(Exercise brief) Look through the material below and return every line that contains "into".
*** Opening of Extracted records ***
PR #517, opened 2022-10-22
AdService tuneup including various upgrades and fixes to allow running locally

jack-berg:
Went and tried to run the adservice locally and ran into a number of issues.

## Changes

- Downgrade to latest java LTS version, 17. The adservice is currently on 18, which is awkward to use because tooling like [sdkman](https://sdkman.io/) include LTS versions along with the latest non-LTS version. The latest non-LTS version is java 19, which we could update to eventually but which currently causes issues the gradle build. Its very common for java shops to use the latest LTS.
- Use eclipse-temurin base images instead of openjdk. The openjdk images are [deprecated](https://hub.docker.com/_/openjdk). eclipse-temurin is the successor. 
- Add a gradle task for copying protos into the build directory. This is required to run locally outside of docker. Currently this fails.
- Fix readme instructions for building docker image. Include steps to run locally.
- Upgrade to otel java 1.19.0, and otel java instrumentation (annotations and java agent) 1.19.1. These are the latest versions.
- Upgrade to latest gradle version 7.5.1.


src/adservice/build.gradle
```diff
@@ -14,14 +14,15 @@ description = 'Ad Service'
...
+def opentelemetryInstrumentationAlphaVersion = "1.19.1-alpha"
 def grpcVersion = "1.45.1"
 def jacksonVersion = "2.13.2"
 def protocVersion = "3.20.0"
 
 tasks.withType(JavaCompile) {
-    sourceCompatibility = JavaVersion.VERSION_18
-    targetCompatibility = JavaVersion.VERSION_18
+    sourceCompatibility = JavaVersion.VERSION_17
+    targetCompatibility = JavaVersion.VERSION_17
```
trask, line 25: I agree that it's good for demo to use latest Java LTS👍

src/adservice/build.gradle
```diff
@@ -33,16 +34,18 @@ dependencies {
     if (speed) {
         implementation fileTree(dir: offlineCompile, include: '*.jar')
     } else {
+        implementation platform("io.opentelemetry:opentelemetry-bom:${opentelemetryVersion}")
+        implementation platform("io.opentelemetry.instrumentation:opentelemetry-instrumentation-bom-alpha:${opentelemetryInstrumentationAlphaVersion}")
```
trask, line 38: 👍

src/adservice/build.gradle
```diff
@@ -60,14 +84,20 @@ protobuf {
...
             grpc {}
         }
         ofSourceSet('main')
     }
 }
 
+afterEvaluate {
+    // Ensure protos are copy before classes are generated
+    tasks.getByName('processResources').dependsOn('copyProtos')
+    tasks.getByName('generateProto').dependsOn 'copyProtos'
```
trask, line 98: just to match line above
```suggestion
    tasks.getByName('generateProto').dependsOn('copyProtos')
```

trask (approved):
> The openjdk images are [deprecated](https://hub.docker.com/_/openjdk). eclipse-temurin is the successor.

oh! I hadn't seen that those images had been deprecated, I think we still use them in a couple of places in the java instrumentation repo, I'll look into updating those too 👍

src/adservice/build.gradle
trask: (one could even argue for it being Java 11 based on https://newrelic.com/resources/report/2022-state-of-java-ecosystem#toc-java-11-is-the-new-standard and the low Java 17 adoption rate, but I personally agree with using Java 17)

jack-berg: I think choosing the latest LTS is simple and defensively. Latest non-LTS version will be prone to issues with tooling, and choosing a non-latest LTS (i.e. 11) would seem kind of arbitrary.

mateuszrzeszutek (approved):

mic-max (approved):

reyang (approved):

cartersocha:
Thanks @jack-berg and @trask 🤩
*** Close of Extracted records ***
*** Opening of Extracted records ***
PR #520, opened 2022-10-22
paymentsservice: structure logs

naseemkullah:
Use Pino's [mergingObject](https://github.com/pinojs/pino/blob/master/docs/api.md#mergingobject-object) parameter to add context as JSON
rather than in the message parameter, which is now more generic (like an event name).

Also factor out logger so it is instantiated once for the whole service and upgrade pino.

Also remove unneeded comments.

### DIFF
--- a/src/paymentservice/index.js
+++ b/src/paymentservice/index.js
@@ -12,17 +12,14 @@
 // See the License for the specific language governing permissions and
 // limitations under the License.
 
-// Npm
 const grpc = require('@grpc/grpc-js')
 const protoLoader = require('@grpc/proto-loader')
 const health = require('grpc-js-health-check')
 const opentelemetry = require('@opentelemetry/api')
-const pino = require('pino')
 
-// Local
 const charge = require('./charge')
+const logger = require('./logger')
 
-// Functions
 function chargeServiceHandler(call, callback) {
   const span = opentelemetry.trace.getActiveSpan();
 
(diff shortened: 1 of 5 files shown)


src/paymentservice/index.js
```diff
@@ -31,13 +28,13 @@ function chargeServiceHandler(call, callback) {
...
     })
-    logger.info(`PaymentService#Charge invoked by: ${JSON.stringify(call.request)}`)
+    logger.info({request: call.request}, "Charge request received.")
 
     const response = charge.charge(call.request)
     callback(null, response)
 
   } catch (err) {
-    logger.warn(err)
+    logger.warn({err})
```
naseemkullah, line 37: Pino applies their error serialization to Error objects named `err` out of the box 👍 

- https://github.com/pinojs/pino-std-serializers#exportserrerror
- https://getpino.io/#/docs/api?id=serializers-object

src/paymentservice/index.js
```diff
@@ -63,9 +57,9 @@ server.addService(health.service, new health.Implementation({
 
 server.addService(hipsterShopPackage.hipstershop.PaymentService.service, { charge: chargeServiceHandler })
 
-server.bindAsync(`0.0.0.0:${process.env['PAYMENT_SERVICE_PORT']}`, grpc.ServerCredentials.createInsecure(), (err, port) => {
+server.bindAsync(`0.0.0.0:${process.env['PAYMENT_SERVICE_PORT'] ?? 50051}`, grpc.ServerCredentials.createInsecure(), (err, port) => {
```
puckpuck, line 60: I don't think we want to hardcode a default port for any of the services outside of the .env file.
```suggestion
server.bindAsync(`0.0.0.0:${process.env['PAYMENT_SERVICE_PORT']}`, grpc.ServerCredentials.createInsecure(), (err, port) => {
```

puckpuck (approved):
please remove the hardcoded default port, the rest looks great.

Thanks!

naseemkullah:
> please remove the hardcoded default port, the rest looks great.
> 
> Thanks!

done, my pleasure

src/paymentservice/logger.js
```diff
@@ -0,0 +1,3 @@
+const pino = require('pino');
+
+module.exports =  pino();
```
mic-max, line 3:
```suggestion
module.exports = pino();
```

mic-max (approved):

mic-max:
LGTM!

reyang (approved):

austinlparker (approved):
*** Close of Extracted records ***
(Written response)
Went and tried to run the adservice locally and ran into a number of issues.
- Add a gradle task for copying protos into the build directory. This is required to run locally outside of docker. Currently this fails.
oh! I hadn't seen that those images had been deprecated, I think we still use them in a couple of places in the java instrumentation repo, I'll look into updating those too 👍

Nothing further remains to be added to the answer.